Tiffany had come to screaming, and that had made a terrible kind of sense. Apparently getting an injection of Narcan was like going into immediate, intense opiate withdrawal. It hurt, and Tiffany had never been shy with her feelings. Sierra caught her, held her, while somehow Conor got them in the back seat of the car and raced over to Mass General in record time, carrying Tiffany into the fluorescently bright ER himself.
After that — after the doctors had her, after she’d been admitted, when they were just waiting for word on when Sierra could see her — everything came to a crashing halt.
Sierra and Conor were alone together in a little corner of the waiting room, an alcove separated from the rest of the people who were having a bad enough night that they were in a waiting room in the middle of the night. Nobody came near them, nobody asked Sierra for an autograph. Conor’s presence was enough. And then suddenly he turned and nailed her with those ice blue eyes.

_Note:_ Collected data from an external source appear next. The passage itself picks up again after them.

PR #507, opened 2021-03-30
Update the list of projects using revive

petethepig:
Just wanted to add pyroscope to the list of happy users.

As a side-effect I also removed a trailing space


mgechev (approved):
❤️

PR #511, opened 2021-04-06
Check string literals against regular expressions

### LINKED ISSUE #510: New rule: check string literals against regular expressions
In some Go programs, string literals will be primarily used for messages that will face users (such as error messages sent from an API). In these cases, it makes sense to have the ability to enforce a specific kind of formatting for these string literals, such as forced (un)capitalization, forcing or forbidding the usage of certain punctuation, etc. This enforcement can be achieved with the `string-regex` rule.

The rule can be configured with multiple regular expressions, along with custom error messages for each expression (optional). String literals are matched against each expression, creating failures for each expression a string *doesn't* match with.

Example configuration:

```toml
[rule.string-regex]
  arguments = [
    ["/^([^A-Z]|$)/", "must not start with a capital letter"],
    ["/(^|[^\\.!?])$/", "must not end in punctuation"],
    ["/^[^\\n]*$/", "must not contain line breaks"]]
```

very-amused:
Closes #510. See the issue for detailed rule information/reasoning. Tests are implemented and passing, docs are updated. I've tested `string-regex` in a real development environment, working on my repository [CSplan-API](https://github.com/very-amused/CSplan-API) in Visual Studio Code.

`string-regex` works properly linting a real project in Visual Studio Code


rule/string-regex.go
```diff
@@ -0,0 +1,233 @@
...
+			rule.Apply(call)
+		}
+	}
+
+	return w
+}
+
+// Return the name of a call expression in the form of package.Func or Func
+func (w lintStringRegexRule) getCallName(call *ast.CallExpr) (callName string, ok bool) {
+	if ident, ok := call.Fun.(*ast.Ident); ok {
```
chavacava, line 153: we could rewrite into something more in the GO style
```go
if ident, ok := call.Fun.(*ast.Ident); ok {
	// Local function call
	return ident.Name, true
} 

if selector, ok := call.Fun.(*ast.SelectorExpr); ok {
	// Scoped function call
	scope, ok := selector.X.(*ast.Ident)
	if !ok {
		return "", false
	}

	return scope.Name + "." + selector.Sel.Name, true
} 

return "", false
```

rule/string-regex.go
```diff
@@ -0,0 +1,233 @@
...
+		w.rules = append(w.rules, stringRegexSubrule{
+			Parent:       w,
+			Scope:        scope,
+			Regexp:       regex,
+			ErrorMessage: errorMessage,
+		})
+	}
+}
+
+func (w lintStringRegexRule) parseArgument(argument interface{}, ruleNum int) (scope stringRegexSubruleScope, regex *regexp.Regexp, errorMessage string) {
```
chavacava, line 79: the complexity of the functions related with the parsing of arguments might deserve a dedicated set of unitary test

rule/string-regex.go
```diff
@@ -0,0 +1,233 @@
...
+// Apply a single regex rule to a call expression (should be done after verifying the that the call expression matches the rule's scope)
+func (rule stringRegexSubrule) Apply(call *ast.CallExpr) {
+	if len(call.Args) <= rule.Scope.Argument {
+		// TODO: should cases where calls are incompatible with scope cause failures?
+		return
+	}
+
+	arg := call.Args[rule.Scope.Argument]
+	var lit *ast.BasicLit
+	if len(rule.Scope.Field) > 0 {
```
chavacava, line 181: we could encapsulate this logic into a method that retrieves the `*ast.BasicLit` corresponding to the `rule.Scope.Field`

rule/string-regex.go
```diff
@@ -0,0 +1,233 @@
...
+}
+
+func (rule stringRegexSubrule) lintMessage(s string, node ast.Node) {
+	// Fail if the string doesn't match the user's regex
+	if rule.Regexp.MatchString(s) {
+		return
+	}
+	var failure string
+	if len(rule.ErrorMessage) > 0 {
+		failure = fmt.Sprintf("string literal doesn't match user defined regex (%s)", rule.ErrorMessage)
```
chavacava, line 223: why not just report the rule error message?
i.e. in place of
`string literal doesn't match user defined regex (must start with a capital letter)`
we could just emit
`must start with a capital letter`

up to the user to provide a nice error message

test/string-regex_test.go
```diff
@@ -0,0 +1,21 @@
...
+func TestStringRegex(t *testing.T) {
+	testRule(t, "string-regex", &rule.StringRegexRule{}, &lint.RuleConfig{
+		Arguments: []interface{}{
+			[]interface{}{
+				"stringRegexMethod1", // The first argument is checked by default
+				"/^[A-Z]/",
+				"must start with a capital letter"},
+
+			[]interface{}{
+				"stringRegexMethod2[2].d",
```
chavacava, line 19: the ability to refer fields of structs might be "too powerful" and maybe not sufficiently useful for the complexity its implementation requires

chavacava (commented):
hi thanks for the new commits, I left some comments

README.md
```diff
@@ -357,6 +357,7 @@ List of all available rules. The rules ported from `golint` are left unchanged a
 | [`unhandled-error`](./RULES_DESCRIPTIONS.md#unhandled-error)   | []string   | Warns on unhandled errors returned by funcion calls    |    no    |  yes   |
 | [`cognitive-complexity`](./RULES_DESCRIPTIONS.md#cognitive-complexity)          |  int   | Sets restriction for maximum Cognitive complexity.              |    no    |  no   |
 | [`string-of-int`](./RULES_DESCRIPTIONS.md#string-of-int)          |  n/a   | Warns on suspicious casts from int to string            |    no    |  yes   |
+| [`string-regex`](./RULES_DESCRIPTIONS.md#string-regex)          |  map   | Warns on string literaly that fail one or more user-configured regular expressions            |    no    |  no   |
```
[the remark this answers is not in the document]
very-amused: Just fixed this typo. I've also updated the rest of the docs for the rule to cover the new, scoped format for arguments. Please let me know if there's anything unclear or worth revising.

RULES_DESCRIPTIONS.md
```diff
@@ -488,6 +489,23 @@ _Description_:  explicit type conversion `string(i)` where `i` has an integer ty
 
 _Configuration_: N/A
 
+## string-regex
+
+_Description_: This rule allows you to configure a list of regular expressions that string literals are checked against.
```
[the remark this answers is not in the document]
very-amused: Answered here: https://github.com/mgechev/revive/pull/511#discussion_r615160684

rule/string-regex.go
```diff
@@ -0,0 +1,233 @@
...
+	"fmt"
+	"go/ast"
+	"go/token"
+	"regexp"
+	"strconv"
+
+	"github.com/mgechev/revive/lint"
+)
+
+// #region Revive API
```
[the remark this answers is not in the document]
very-amused: These are #region comments, which specify regions of code that I can collapse in VSCode. I use them to help outline/organize source files by grouping relevant sections of code/data structures.

test/string-regex_test.go
very-amused: One of the main reasons I started working on this feature was because I knew it would be helpful for personal projects I'm working on, as well as hopefully others that do similar work. In an API I've been developing, [I use a struct to describe error responses](https://github.com/very-amused/CSplan-API/blob/2f0b07a6d4d56e8423bfe561e8007e29131fb1ce/core/errors.go#L13), which are then shown to users by a client, so it's desirable to be able to lint `core.WriteError[1].Message`.

I believe that this is a fairly common scenario, but it does have a tradeoff in terms of complexity, which is why I've limited the feature to top level fields.

rule/string-regex.go
very-amused: I've tried to work this out, but it just results in more complexity stemming from the fact that we now need to return both the `*ast.BasicLit` and the success of parsing. By keeping this logic in `Apply`, we can simply return early if parsing fails, as opposed to needing to communicate that need upwards.

rule/string-regex.go
```diff
@@ -0,0 +1,233 @@
...
+type stringRegexSubrule struct {
+	Parent       *lintStringRegexRule
+	Scope        stringRegexSubruleScope
+	Regexp       *regexp.Regexp
+	ErrorMessage string
+}
+
+type stringRegexSubruleScope struct {
+	Func     string // Function name the rule is scoped to
+	Argument int    // (optional) Which argument in calls to the function is checked against the rule (the first argument is checked by default)
```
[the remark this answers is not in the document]
very-amused: Yes, I've mentioned this in the documentation I added.

rule/string-regex.go
```diff
@@ -0,0 +1,233 @@
...
+	for _, rule := range w.rules {
+		if rule.Scope.Func == callName {
+			rule.Apply(call)
+		}
+	}
+
+	return w
+}
+
+// Return the name of a call expression in the form of package.Func or Func
```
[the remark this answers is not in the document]
very-amused: Just an escape route in case both casts fail. This shouldn't happen in practice, but I try to never perform casts in Go without checking for success, which would increase the overall risk of undefined/unexpected behavior.

rule/string-regex.go
very-amused: I agree that a set of tests for argument parsing would be good. I don't have the time to implement this tonight, but I can get it done tomorrow.

very-amused:
> hi thanks for the new commits, I left some comments

I've resolved or responded to each of your comments.

chavacava:
Hi @very-amused, I've played around with the new rule, its works OK, nice job. 

Some minor remarks:

1. **action**: in the RULES_DESCRIPTIONS, add an example of configuring a check on struct fields

1. check that parameter indexes in configuration are positive:
  `["errors.Errorf[-5]", "/(^|[^\\.!?])$/", "....."]`
   rises a runtime error
   **action**: fix and add test

1. empty regexp rises a runtime error:
  `["errors.Errorf[0]","", "......"]`
   **action**: fix and add test

1. struct field identifiers containing underscores (_) are not accepted. For example:
  `["errors.Errorf[0].a_b", "/(^|[^\\.!?])$/", "error message must not end in punctuation"]`
  raises an error
  **action**: fix and add test

1. the error messages from the rule configuration parsing need to be more explicit
  `panic: unable to compile /(^|[^\.!?]).($/ as regexp (argument 0, option 1)`
  `panic: unable to parse rule scope (argument 0, option 0)`
  adding information saying that the problem was encountered in when parsing string-regex 
  configuration will help to better understand the error message
  **action**: enrich error messages of the rule

very-amused:
Would it be preferred to call log errors that can be recovered from (i.e: couldn't parse scope for a single argument) with `fmt.Println`, and only panic for those that cannot be recovered from (i.e: the entire set of arguments isn't a slice)? Also, does revive have an internal logger that would be relevant to this?

very-amused:
> Hi @very-amused, I've played around with the new rule, it works OK, nice job.
> 
> Some minor remarks:
> 
>     1. **action**: in the RULES_DESCRIPTIONS, add an example of configuring a check on struct fields
Done, this has already been there since I updated the docs yesterday evening.
>     2. check that parameter indexes in configuration are positive:
>        `["errors.Errorf[-5]", "/(^|[^\\.!?])$/", "....."]`
>        rises a runtime error
>        **action**: fix and add test
This doesn't warrant its own specific error, it's an invalid scope config (which should be simple enough to figure out, given that scopes are not allowed to be excessively complex by design).
>     3. empty regexp rises a runtime error:
>        `["errors.Errorf[0]","", "......"]`
>        **action**: fix and add test
Done, both scope and regex options are checked for length before proceeding in `parseArgument`, so invalid config errors can be produced instead of cases like this resulting in index collisions.
>     4. struct field identifiers containing underscores (_) are not accepted. For example:
>        `["errors.Errorf[0].a_b", "/(^|[^\\.!?])$/", "error message must not end in punctuation"]`
>        raises an error
>        **action**: fix and add test
Done, underscores are accepted in the package/struct name, function name, and/or struct field name in scopes.
>     5. the error messages from the rule configuration parsing need to be more explicit
>        `panic: unable to compile /(^|[^\.!?]).($/ as regexp (argument 0, option 1)`
>        `panic: unable to parse rule scope (argument 0, option 0)`
>        adding information saying that the problem was encountered in when parsing string-regex
>        configuration will help to better understand the error message
>        **action**: enrich error messages of the rule
Done, panic messages now either begin with `invalid configuration for string-regex` if we know it's a user configuration error, or `failed to parse configuration for string-regex` if it's a parsing error we can't blame on the user for certain. All error handling for `parseArgument` has been moved into the methods `w.configError` and `w.parseError`, which makes error reporting more consistent and easy to modify.

chavacava:
> Would it be preferred to log errors that can be recovered from (i.e: couldn't parse scope for a single argument) with `fmt.Println`, and only panic for those that cannot be recovered from (i.e: the entire set of arguments isn't a slice)? Also, does revive have an internal logger that would be relevant to this?
> 
> For now I'm sticking with panicking, but I'm currently separating out panicking with parsing and misconfiguration errors into methods. This way, I could easily add an `isFatal` parameter and log nonfatal errors differently if that is preferred.

there is no log infrastructure. The strategy is to panic at the first problem in the configuration of rules (this assures that the linter either executed under the user defined conditions or not at all

chavacava:
@very-amused , a last proposition before merging: what about renaming the rule as `string-format` ?

Thanks a lot for your work!

very-amused:
I think `string-format` is better suited to the rule in its current state than `string-regex`, so I've gone ahead and renamed it. `string regex`, `string-regex`, and `stringRegex` all turn up no results in a project wide search, which leads me to believe I didn't miss renaming anything.

Working on this has been a great experience for my first major PR. Thank you and everyone else who's worked on revive for the work that you do! This linter is incredibly useful to myself and thousands of others, I'm glad I was able to help make it even better.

She hadn’t realized that they hadn’t spoken until then, not about anything not immediately practical. More than that: it was like Conor had been far away, somewhere inside himself, and Sierra had done the same, burrowing somewhere inside, leaving just their bodies to navigate the world side by side. And then with one freaking look, Conor pierced through all of that.
“What did she mean about your birthday?” he said.
His voice sounded strange, hoarse. For just a second he was the man who’d stepped forward and kissed her in her own living room, telling her, showing her, what he meant.
“Tiffany is usually my excuse,” Sierra said, too tired to care about hiding things that made her feel stupid any longer. “So that I can just ignore it. She gets me ice cream or something, and we watch movies.”
“Not this year,” he said.
“No,” Sierra said.
And then, just like that, the tall, dark, and devastatingly handsome man with the ice blue eyes turned away and turned off the light between them.
A couple of things happened.
Sierra sat on one of those rough stackable chairs and tried to figure out, well, what the hell was happening. She had been waiting — was still waiting — for Conor to reach out to her, for Conor to make the connection again, for Conor to tell her how it would be, and that it would be ok. And while Sierra put a pin in that, because uh wow that wasn’t actually ok to do? The fact remained that Conor was not doing any of those things.